- _Records from a collection_
+--
PR #261, opened 2026-08-06
Resolve the dragged window by name when reordering a dock

sproctor:
## Problem

Fixes crash DESKTOP-3J (`IndexOutOfBoundsException: Index: 2, Size: 1` in `changeWindowPositions`, fatal on desktop, seen in production on 3.1.0-beta.27).

A same-dock drag crashed when the dock changed under the gesture. The drop's indices are snapshots: `sourceIndex` is frozen at drag start, and `insertionIndex` comes from item bounds cached at the dock's last recomposition - while the dock list is live. The game closing a panel mid-drag (a transient's `closeDialog`) shrinks the list, and the unguarded `removeAt`/`add` then throw inside the drag-gesture coroutine, which has no handler, taking the whole app down. The crash math matched exactly: the drag layer believed the dock had 3 items while the live list had 2.

There was also a quieter sibling: a stale-but-still-in-bounds `sourceIndex` would reorder whatever window now sat at that index instead of the one the user dragged.

## Fix

- `changeWindowPositions` takes the dragged window's **name** (which `DropResult` already carried), resolves its current index inside the `update {}` - dropping the gesture when the window is gone - and clamps the insertion index to the shrunken list, mirroring the clamp `moveWindowToPosition` already had.
- Both drop handlers (desktop and mobile) pass `result.name`.
- The stale-snapshot trap is removed from the API: `DropResult.sourceIndex`, `DragDropState.sourceIndex`, and `startDrag`'s index parameter are deleted so nothing can consume a drag-start index snapshot again.

## Testing

`./gradlew jvmTest` passes and compose compiles for Android. The crash path is gesture-timing dependent (drop landing in the same frame a window leaves the dock), so it has no unit harness; the fix is defensive resolution against the live list at the single choke point.

## Summary by CodeRabbit

- **Bug Fixes**
  - Improved window drag-and-drop reordering for more reliable positioning.
  - Safely handles missing windows and prevents unnecessary layout updates.
  - Correctly adjusts destination positions when moving windows within the same location.

### DIFF
--- a/compose/src/commonMain/kotlin/warlockfe/warlock3/compose/ui/game/GameViewModel.kt
+++ b/compose/src/commonMain/kotlin/warlockfe/warlock3/compose/ui/game/GameViewModel.kt
@@ -1309,15 +1309,24 @@ class GameViewModel(
 
     fun changeWindowPositions(
         location: WindowLocation,
-        fromIndex: Int,
+        name: String,
         toIndex: Int,
     ) {
         val windowUiStates = getWindowUiStatesForLocation(location)
-        var reordered: List<WindowUiState> = emptyList()
+        var reordered: List<WindowUiState>? = null
         windowUiStates.update { states ->
+            // Reset on entry: update{} may retry.
+            reordered = null
+            // The gesture's indices are snapshots, and the dock can change under a drag (the
+            // game closing a panel mid-drag is the everyday case): resolve the dragged window
+            // by name against the current list and clamp the drop index. A stale index crashed
+            // here on a shrunken dock, and a stale-but-in-bounds one would have moved whatever
+            // window sits at it now.
+            val fromIndex = states.indexOfFirst { it.name == name }
+            if (fromIndex == -1) return@update states
             val mutableStates = states.toMutableList()
             val item = mutableStates.removeAt(fromIndex)
-            val adjustedToIndex = if (toIndex > fromIndex) toIndex - 1 else toIndex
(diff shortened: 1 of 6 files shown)


sproctor:
Both review comments addressed in 69028fdb.

**`pointerInput` keyed on the index (major)** — fixed, and it turned out to matter more than a restart nuisance. Each window in the dock is wrapped in `key(uiState.name)`, so its composition identity survives a neighbor being removed; the index in the `pointerInput` key was therefore the *only* thing killing an in-flight drag when a window ahead of the dragged one left the dock. That is the same mid-drag dock change this PR exists to handle, so it was cancelling exactly the drags that most needed to complete. Both handlers now key on `uiState.name` and `location`, with a comment on why the index must stay out.

This is also the flip side of the crash: with the index keyed, a window removed *before* the dragged one silently cancelled the gesture, while one removed *after* left the index untouched, let the gesture finish, and fed stale bounds into `removeAt`/`add` — the `Index: 2, Size: 1` in the report.

Since that key was the last use of the parameter, `WindowViewSlot` no longer takes an `index` at all, in the same spirit as dropping `DropResult.sourceIndex`.

**Skip persistence when the savable order is empty (minor)** — fixed; `changeWindowPositions` now returns before the transaction when the dock holds nothing savable. Worth noting the DAO call was not a pure no-op in that case: with an empty `names`, `setPositions` still walked the dock and compacted any sparse positions, so a reorder of transient-only panels could rewrite saved rows (including closed windows' remembered slots) that the user never touched. Returning early avoids the round trip and that side effect.

`./gradlew jvmTest` passes and compose compiles for Android.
+--
- _Work instruction_
Keeping every character as it is, restate the lines above that run from the line with "a drag (the" through the line with "val item = mutableStates.removeAt(fromIndex)", both included, and nothing else.

- _Result below_
+            // The gesture's indices are snapshots, and the dock can change under a drag (the
+            // game closing a panel mid-drag is the everyday case): resolve the dragged window
+            // by name against the current list and clamp the drop index. A stale index crashed
+            // here on a shrunken dock, and a stale-but-in-bounds one would have moved whatever
+            // window sits at it now.
+            val fromIndex = states.indexOfFirst { it.name == name }
+            if (fromIndex == -1) return@update states
             val mutableStates = states.toMutableList()
             val item = mutableStates.removeAt(fromIndex)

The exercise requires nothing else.